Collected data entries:

Issue #2755, opened 2020-09-02
[OpenCL] Number of linear iterations fluctuate between multiple run of same model


blattms:
Running opm-tests/model1/BASE1_MSW_HFA multiple times the number of linear iterations is not the same for every run.

GitPaean:
I tried both parallel and serial, I did not reproduce your problem. 

There are other people also complaining about some random behavior, unfortunately, I did not reproduce either. 

Maybe some linear solution component in the system setup has some components can introduce some randomness in the solution procedure?

blattms:
Probably should have stated this in the text also (not just as a tag in the title).

The problem is only in the OpenCL code (if you explicitly ask for it with --gpu-mode=opencl).

GitPaean:
Okay. I did not notice the `OpenCL` in the title. 

I was thinking it is good to be able to reproduce and find out why about the randomness reported from some colleagues.

blattms:
Reroducing is always highly appreciated. Thanks.

Maybe @ducbueno wants to do that?

blattms:
This problem persist now that both std wells and ms wells are implemented. I get fluctuating number of iterations for SPE9 with current master (std well only) and with #2821 (readds ms wells). It happens both with `--matrix-add-well-contributions=true` and false. For Cusparse there are no fluctuations. I guess we need to check the ILU and bicgstab implementations.

ducbueno:
I believe the fluctuations are due to the OpenCL BiCGStab implementation always using the zero vector an initial guess. There may some other issues with the ILU, but I haven't checked it

Tongdongq:
The cusparseSolver also uses a zero vector as initial guess with
```cudaMemsetAsync(d_x, 0, sizeof(double) * N, stream);```
in `update_system_on_gpu()` and `copy_system_to_gpu()`.

Tongdongq:
@blattms @ducbueno 
I just remembered that the default OpenCL coloring strategy is set to GRAPH_COLORING as oppose to LEVEL_SCHEDULING in `openclSolverBackend.cpp`.
This is generally faster, since it respects dependencies less. This results in more parallelism, but also in more linear iterations needed (up to 2x is normal). What's more, the graph coloring strategy has a **random** output.
We could patch this by replacing
https://github.com/OPM/opm-simulators/blob/ac3004da9deaf8841eade3c4394f5f5c6cffb95b/opm/simulators/linalg/bda/Reorder.cpp#L60
[...]

PR #2821, opened 2020-09-29
Reintroduced multisegment wells to OpenCL backend

ducbueno:
Reintroduced multisegment wells to the new implementation of the well management of OpenCL backend (https://github.com/OPM/opm-simulators/pull/2816)

### DIFF
--- a/opm/simulators/linalg/bda/WellContributionsOCLContainer.cpp
+++ b/opm/simulators/linalg/bda/WellContributionsOCLContainer.cpp
@@ -167,18 +167,10 @@ namespace bda
     }
 
     WellContributionsOCLContainer::~WellContributionsOCLContainer(){
-        if(num_std_wells > 0){
-            toOrder.clear();
-        }
-
         if(num_ms_wells > 0){
             for (auto ms : multisegments) {
                 delete ms;
             }
-
-            multisegments.clear();
-            x_msw.clear();
-            y_msw.clear();
         }
     }
 } // end namespace bda
--- a/opm/simulators/linalg/bda/WellContributionsOCLContainer.cpp
+++ b/opm/simulators/linalg/bda/WellContributionsOCLContainer.cpp
@@ -30,18 +30,6 @@ namespace bda
     using Opm::OpmLog;
     using Dune::Timer;
 
-    WellContributionsOCLContainer::WellContributionsOCLContainer(){
-        multisegments.reset(new mswVecT());
-    }
-
-    WellContributionsOCLContainer::~WellContributionsOCLContainer(){
-        if(num_ms_wells > 0){
-            for (auto ms : *multisegments) {
-                delete ms;
-            }
-        }
-    }
-
     void WellContributionsOCLContainer::init(Opm::WellContributions &wellContribs, int N_, int Nb_){
         N = N_;
         Nb = Nb_;
@@ -91,8 +79,8 @@ namespace bda
         }
 
         if(!wellContribs.multisegments.empty()){
-            multisegments = std::move(std::make_unique<mswVecT>(wellContribs.multisegments));
-            num_ms_wells = multisegments->size();
+            multisegments = std::move(wellContribs.multisegments);
+            num_ms_wells = multisegments.size();
             x_msw.reserve(N);
             y_msw.reserve(N);
         }
@@ -116,7 +104,7 @@ namespace bda
         }
 
         if(!wellContribs.multisegments.empty()){
-            multisegments = std::move(std::make_unique<mswVecT>(wellContribs.multisegments));
+            multisegments = std::move(wellContribs.multisegments);
         }
     }
 
@@ -158,11 +146,10 @@ namespace bda
         event.waitForEvents(events);
 
         // actually apply MultisegmentWells
-        for(auto well: *multisegments){
-            well->setReordering(toOrder.data(), reorder);
+        for(Opm::MultisegmentWellContribution *well: multisegments){
+            well->setReordering(toOrder.data(), true);
             well->apply(x_msw.data(), y_msw.data());
         }
-
 
         // copy vector y from CPU to GPU
         queue->enqueueWriteBuffer(y, CL_FALSE, 0, sizeof(double) * N, y_msw.data(), nullptr, &event);
@@ -176,6 +163,14 @@ namespace bda
 
         if(num_ms_wells > 0){
             applyMSWells(x, y);
+        }
+    }
+
+    WellContributionsOCLContainer::~WellContributionsOCLContainer(){
+        if(num_ms_wells > 0){
+            for (auto ms : multisegments) {
+                delete ms;
+            }
         }
     }
 } // end namespace bda
--- a/opm/simulators/linalg/bda/WellContributionsOCLContainer.cpp
+++ b/opm/simulators/linalg/bda/WellContributionsOCLContainer.cpp
@@ -30,6 +30,18 @@ namespace bda
     using Opm::OpmLog;
     using Dune::Timer;
 
+    WellContributionsOCLContainer::WellContributionsOCLContainer(){
+        multisegments.reset(new mswVecT());
+    }
+
+    WellContributionsOCLContainer::~WellContributionsOCLContainer(){
+        if(num_ms_wells > 0){
+            for (auto ms : *multisegments) {
+                delete ms;
+            }
+        }
+    }
+
     void WellContributionsOCLContainer::init(Opm::WellContributions &wellContribs, int N_, int Nb_){
         N = N_;
         Nb = Nb_;
@@ -79,8 +91,8 @@ namespace bda
         }
 
         if(!wellContribs.multisegments.empty()){
-            multisegments = std::move(wellContribs.multisegments);
-            num_ms_wells = multisegments.size();
+            multisegments = std::move(std::make_unique<mswVecT>(wellContribs.multisegments));
+            num_ms_wells = multisegments->size();
             x_msw.reserve(N);
             y_msw.reserve(N);
         }
@@ -104,7 +116,7 @@ namespace bda
         }
 
         if(!wellContribs.multisegments.empty()){
-            multisegments = std::move(wellContribs.multisegments);
+            multisegments = std::move(std::make_unique<mswVecT>(wellContribs.multisegments));
         }
     }
 
@@ -146,7 +158,7 @@ namespace bda
         event.waitForEvents(events);
 
         // actually apply MultisegmentWells
-        for(Opm::MultisegmentWellContribution *well: multisegments){
+        for(auto well: *multisegments){
             well->setReordering(toOrder.data(), true);
             well->apply(x_msw.data(), y_msw.data());
         }
@@ -163,14 +175,6 @@ namespace bda
 
         if(num_ms_wells > 0){
             applyMSWells(x, y);
-        }
-    }
-
-    WellContributionsOCLContainer::~WellContributionsOCLContainer(){
-        if(num_ms_wells > 0){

(WHAT IS NEEDED) Scan the records for the string "toOrder". Copy each line in which it appears.

(SOLUTION TO THIS EXERCISE)
-            toOrder.clear();
-            well->setReordering(toOrder.data(), reorder);
+            well->setReordering(toOrder.data(), true);
             well->setReordering(toOrder.data(), true);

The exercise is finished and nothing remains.